PR #565, opened 2026-03-28
steamos-manager, cecd: fix dbus activation

K900:


charludo:
Hi, sorry for taking a while to get back to you on this. 

Unfortunately, no, it doesn't solve the issue for me, at least not consistently. I get a successful UI start about 1/5 times.

K900:
And does it still lock up waiting for `steamos-manager`?

charludo:
Hold on - spoke too soon. Looks like this does work, but usually only after 3-4min. (Without the patch, it never starts.)

K900:
OK now _that_ is extremely strange.

K900:
Can you try this?

K900:
@charludo please test the current version.

charludo:
@K900 unfortunate timing - I'm not home for the easter weekend. Will test first thing Tuesday!

Have a nice weekend!

charludo:
Saw you already merged, so you probably already are aware, but just to follow up: this works to solve my problem 😃 Thank you!!

PR #568, opened 2026-04-21
treewide: the great holoing

K900:


Titaniumtown:
What is the purpose of this, if I may ask? Is holo "more correct"?

K900:
This is what Valve upstream is doing, so we have to adjust to match.

PR #569, opened 2026-04-22
jovian-stubs: add missing stubs

Titaniumtown:
Was doing my own debugging for a steamos-like setup and noticed some missing stubs.

`steamos-mandatory-update` is a new command that newer steam clients. I put it to mirror `steamos-update`'s logic.

I'm not 100% if this is the right approach? Let me know!

### DIFF
--- a/pkgs/jovian-stubs/default.nix
+++ b/pkgs/jovian-stubs/default.nix
@@ -5,6 +5,7 @@ stdenv.mkDerivation {
   buildCommand = ''
     install -D -m 755 ${./steamos-factory-reset-config} $out/bin/steamos-factory-reset-config
     install -D -m 755 ${./steamos-firmware-update} $out/bin/steamos-firmware-update
+    install -D -m 755 ${./steamos-mandatory-update} $out/bin/steamos-mandatory-update
     install -D -m 755 ${./steamos-reboot} $out/bin/steamos-reboot
     install -D -m 755 ${./steamos-select-branch} $out/bin/steamos-select-branch
     install -D -m 755 ${./steamos-session-select} $out/bin/steamos-session-select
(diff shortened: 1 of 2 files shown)


K900:
When are these called? Also, jupiter-biosupdate should be provided by the firmware package.

Titaniumtown:
@K900 It's in the latest steam client beta.

I didn't pull in the firmware package because I'm not actually on a steam deck.

K900:
At what point though? Also, jupiter-biosupdate not existing is fine, Steam should handle that normally.

Titaniumtown:
I think I got this wrong completely and this was a red herring. I'm sorry for wasting your time. I'm trying to dig through how the steamos update flow works to use a custom system to update instead.

Titaniumtown:
/home/primary/.local/share/Steam/logs/steamui_steamos.previous.txt:
```
[2025-11-21 01:14:39] Error: failed to run steamos-mandatory-update check
```

Ok here it is. Sorry for my flip floppy ness, I got a little over-zealous closing it.

K900:
I don't think that error means what you think it means. There is no `steamos-mandatory-update` in any of the Valve packages I've found.

Titaniumtown:
I've gotten this error starting several months ago. I am confused. I am on steam version 1776812172

K900:
I have pulled up logs as far back as my Loki instance has them, and I can't find any trace of such a message. I am now updating my SteamOS install to latest to reconfirm.

K900:
OK, I can now definitively confirm that latest SteamOS also does not have `steamos-mandatory-update` (or, for that matter, `holo-mandatory-update`).

Titaniumtown:
That is very confusing why I'm getting that error then. Do you see it on steamOS?

K900:
I am not seeing any error like that on SteamOS or otherwise.

Titaniumtown:
Well, I am at a loss then. I will try and do more digging into why this error appears for me. I'll let you know if I find anything.

K900:
According to [undisclosed tools], this error message is logged when `jupiter-initial-firmware-update` fails, which apparently does not exist on your system.

Titaniumtown:
> `[undisclosed tools]`

hahaha. Thanks, I will investigate further. Thanks for all you do!

PR #574, opened 2026-05-20
steam-jupiter: Add hidapi for controller firmware updater

samueldr:


K900:
Valve vendored it properly in tonight's beta client update, so we probably don't have to do this.

samueldr:
I can confirm, it works without these changes.

PR #245, opened 2018-10-22
Clarification on the meaning of the annotations

kdockser:
As discussed in the weekly memory model meeting, this text clarifies that it is not necessary (and perhaps not desirable) to research the common definitions of these memory ordering annotation terms - in the context of RISC-V their semantics are  fully defined in this chapter.

### DIFF
--- a/src/rvwmo.tex
+++ b/src/rvwmo.tex
@@ -72,7 +72,7 @@ An ``RCsc annotation'' refers to an acquire-RCsc annotation or a release-RCsc an
 \begin{commentary}
   In the memory model literature, the term ``RCpc'' stands for release consistency with processor-consistent synchronization operations, and the term ``RCsc'' stands for release consistency with sequentially-consistent synchronization operations~\cite{Gharachorloo90memoryconsistency}.
   
-While there are many different informal defintions of these annotations, in the context of the RISC-V RVWMO (and by extension RVTSO) these terms are concisely and completely defined axiomatixally by Preserved Program Order rules 4, 5 and 6 on page ##.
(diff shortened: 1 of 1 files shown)


src/rvwmo.tex
```diff
@@ -71,6 +71,8 @@ \subsection*{Memory Model Primitives}
 
 \begin{commentary}
   In the memory model literature, the term ``RCpc'' stands for release consistency with processor-consistent synchronization operations, and the term ``RCsc'' stands for release consistency with sequentially-consistent synchronization operations~\cite{Gharachorloo90memoryconsistency}.
+  
+While there are many different informal defintions of these annotations, in the context of the RISC-V RVWMO (and by extension RVTSO) these terms are concisely and completely defined axiomatixally by Preserved Program Order rules 4, 5 and 6 on page ##.
```
aswaterman: Can you add a section link or something instead of “page ##”?

tommythorn: "defintions" should probably be definitions

daniellustig:
I think it's a helpful note to add in general, but I'd suggest the following subtle tweaks:

While there are many different definitions for acquire and release annotations in the literature, in the context of RVWMO these terms are concisely and completely defined by Preserved Program Order rules \ref{ppo:acquire}--\ref{ppo:rcsc}.

- delete "informal": formal definitions differ too
- "these" -> "acquire and release" (if it's going to be a separate paragraph)
- "the RISC-V RVWMO" -> "RVWMO"
- let the RVTSO chapter handle RVTSO.  RVTSO is not otherwise defined in this RVWMO chapter
- fix typo in "axiomatixally" by just deleting the word

aswaterman:
Thanks, merged (with slight tweak) via 8e7b4b43ea05d99c1b56b17f7f5fdbba5c610f04

PR #253, opened 2018-11-07
Update marchid.md for VectorBlox ORCA

vbx-glemieux:


aswaterman:
The Syntacore folks already claimed that ID.  Can you update the PR to choose another?

vbx-glemieux:
I filed this change request before Syntacore. Shouldn't it be accepted first?

aswaterman:
Sorry I didn't drain my inbox in order.  I didn't think this would be a political issue.

Perhaps we can agree that 8 is luckier than 7?

aswaterman:
The resolution was that we could not agree that 8 is luckier than 7

PR #262, opened 2018-11-08
Change funct to funct2 in the CA format

luismarques:
In the RVC instruction formats figure and the respective subsection, the CA format row is changed such that the funct field is renamed to funct2, for consistency with the base ISA (which distinguishes between funct7 and funct3).

In the RVC instruction listings, the instructions with the CA format have the table formatting updated to match the new CA format, which was introduced in the commit 00557c314bd288c6eb511a201ce90bbdd4450d19.

### DIFF
--- a/src/c.tex
+++ b/src/c.tex
@@ -309,7 +309,7 @@ CS & Store &
 CA & Arithmetic &
 \multicolumn{6}{|c|}{funct6} &
 \multicolumn{3}{c|}{rd$'$/rs1$'$} &
-\multicolumn{2}{c|}{funct} &
+\multicolumn{2}{c|}{funct2} &
 \multicolumn{3}{c|}{rs2$'$} &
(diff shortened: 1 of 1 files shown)


aswaterman:
IMO, the encoding table is easier to read when the funct6 field remains split in two, even though it's inconsistent with the CA format diagram.  Note we made the same tradeoff for the CR format (e.g. C.MV).

luismarques:
@aswaterman So I suppose you're OK with the part of the pull request that changes `funct` to `funct2`? Also, you say "remains split in two", but in the original table the `funct6` was split into 3 subfields. Are you proposing to leave `funct6` as is, split into 3 fields, or changing my commit to split it into two fields (3+3 bits)?

In any case, I have to wonder: what's the point of defining a new instruction format if it's then not actually used in the tables? It's not like the hardware cares either way.

PR #278, opened 2018-11-21
Fix colliding latex labels.

pmundkur:
needed to fix only one label reference to mcsrnames.

### DIFF
--- a/src/instr-table.tex
+++ b/src/instr-table.tex
@@ -462,7 +462,7 @@
 \end{center}
 \end{small}
 
-\label{instr-table}
+\label{instr-table0}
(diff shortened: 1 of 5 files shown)


aswaterman:
the various instr-table.tex files are auto-generated.  But I guess I'm confused why we are even labeling them, because they are never referenced :) So I'll change the script to not label them.

pmundkur:
Ah, ok :)  You might want to retain the fix to the sec:bits label in v.tex though.

aswaterman:
Yep, I kept the non-auto-generated set of your changes.

PR #286, opened 2018-11-29
Extend mstatus.TW to U-mode for M/U systems

aswaterman:


zhonghochen:
Hi,

Is the Rocket-Chip implementation compatible with the spec? 
val allow_wfi = Bool(!usingVM) || reg_mstatus.prv > PRV.S || !reg_mstatus.tw

When S-Mode is implemented in Rocket-Chip and TW=0, executing WFI in U-mode does cause an illegal instruction exception.

Thanks,
Zhong-Ho

aswaterman:
Rocket doesn’t implement this new feature yet. We might or might not add the feature in the future.

We were careful to write the spec so that existing implementations, which ban WFI in U-mode, are still valid. The spec says that when TW=0, WFI is valid in U-mode unless prevented for some other reason. In Rocket’s case, the “some other reason” is that WFI is never allowed in U-mode.

aswaterman:
The spec is compatible with v1.10 in both cases.

When S-mode is not implemented, WFI in U-mode *must* raise an exception if mstatus.TW=1 and if the WFI does not complete in a bounded amount of time.  If mstatus.TW=0, WFI in U-mode *might* raise an exception if it does not complete in a bounded amount of time. 
 (This vague specification maintains compatibility with v1.10.)

When S-mode is implemented, WFI in U-mode *must* raise an exception if it does not complete within a bounded amount of time.  (This is the same as v1.10.)

Note that, in all of these cases, we never say "WFI *must not* raise an exception."  It's always valid for instructions to be unimplemented and emulated in M-mode.

PR #301, opened 2018-12-10
Double-Precision Floating-Point Move Instructions proposal for XLEN=32.

dp-sc:
We would like to propose to define the FMVH.X.W instruction (binary alias of the FMV.X.D) and FMV.D.X instructions for RV32IMFD architectures

### DIFF
--- a/src/d.tex
+++ b/src/d.tex
@@ -354,27 +354,79 @@ FMV.D.X & D & 0    & src  & 000  & dest & OP-FP  \\
 \end{tabular}
 \end{center}
 
-\begin{commentary}
-  Early versions of the RISC-V ISA had additional instructions to
-  allow RV32 systems to transfer between the upper and lower portions
-  of a 64-bit floating-point register and an integer register.
-  However, these would be the only instructions with partial register
-  writes and would add complexity in implementations with recoded
-  floating-point or register renaming, requiring a pipeline read-modify-write
-  sequence.  Scaling up to handling quad-precision for RV32 and RV64
-  would also require additional instructions if they were to follow
-  this pattern.  The ISA was defined to reduce the number of explicit
-  int-float register moves, by having conversions and comparisons
-  write results to the appropriate register file, so we expect the
-  benefit of these instructions to be lower than for other ISAs.
+For XLEN$=$32 there are the following instructions to move bit patterns
+between the floating-point and integer registers.
 
-  We note that for systems that implement a 64-bit floating-point unit
-  including fused multiply-add support and 64-bit floating-point loads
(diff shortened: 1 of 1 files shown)


aswaterman:
If these instructions are ultimately added, they should be considered part of new extensions (Zdmv for double on RV32, Zqmv for quad on RV64), since the base D/Q extensions are already frozen.  I'm including the "Base ISA Ratification" tag for issue-tracking purposes.

dp-sc:
Hi Andrew, thank you for the response, but we respectfully disagree this should necessary belong to the new extension, because:

1.	First, we were under impression D and Q extensions are being ratified now as part of the Base ISA
2.	The nature of the proposal is purely additive, - it defines useful behavior in the currently undefined space
3.	We can see other cases when significant, in our opinion, additive changes are being applied as part of this ratification process:
(i.e. https://github.com/riscv/riscv-isa-manual/commit/54498519cd8bcc28cbc79654eb49137594a0e943)

So, if you maintain the proposal cannot be applied this time, could you please clarify, what are criteria to choose to right place for the changes, i.e. next revision of the existing spec (2.3 or 2.4) vs new extension. 

Thank you, Dmitri

michael-roe:
"Me too" --- I would like to have an FMVH instruction.

Is there a draft online of the proposed floating point extensions?

Is there a recommended opcode from the implenentation-specific opcoide block that we could use for FMVH in the meantime?

jiangshuaili:
As I mentioned at https://github.com/riscv/riscv-openocd/issues/546,  FMVH is really needed by a rv32 with 64 bit float debug. The sooner this Instruction is defined, the better. Is it advancing?

jiangshuaili:
FMVH may not be as important in floating-point programming, but it is necessary in debugging interface, so that the user cannot use the memory resources on the development board because of debugging. (If the RV32 CPU does not support FMVH, then it can only read and write with instructions that interact with MEM, so that the debugger needs to use a memory address.)

OpenOCD requires users to specify an address for debugging in order to read the floating-point register. Although the scheme is feasible, it increases the burden of debugging developers and also brings the scenario where the memory on the development board is not fully available for the program developers.

If user B debugs user A's development board and programs, and user A does not reserve an unused memory for user B, then RV32's CPU reading the 32-bits high value of the double-precision floating-point register will cause more tedious operation for user B.User B may need to figure out a available memory and then manually manipulate the DM to complete the high 32-bits read and write of a double-precision floating-point number.

kersten1:
Did this work happen in a different PR? I can convert changes to asciidoc and put in another PR if needed to advance this one.

aswaterman:
@kersten1 This work already happened as part of the Zfa extension; we forgot to close this PR.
##############################
— WHAT YOU HAVE TO DO —
Find and copy each line of the material that holds the word "same".

— RESPONSE TO THE TASK —
IMO, the encoding table is easier to read when the funct6 field remains split in two, even though it's inconsistent with the CA format diagram.  Note we made the same tradeoff for the CR format (e.g. C.MV).
When S-mode is implemented, WFI in U-mode *must* raise an exception if it does not complete within a bounded amount of time.  (This is the same as v1.10.)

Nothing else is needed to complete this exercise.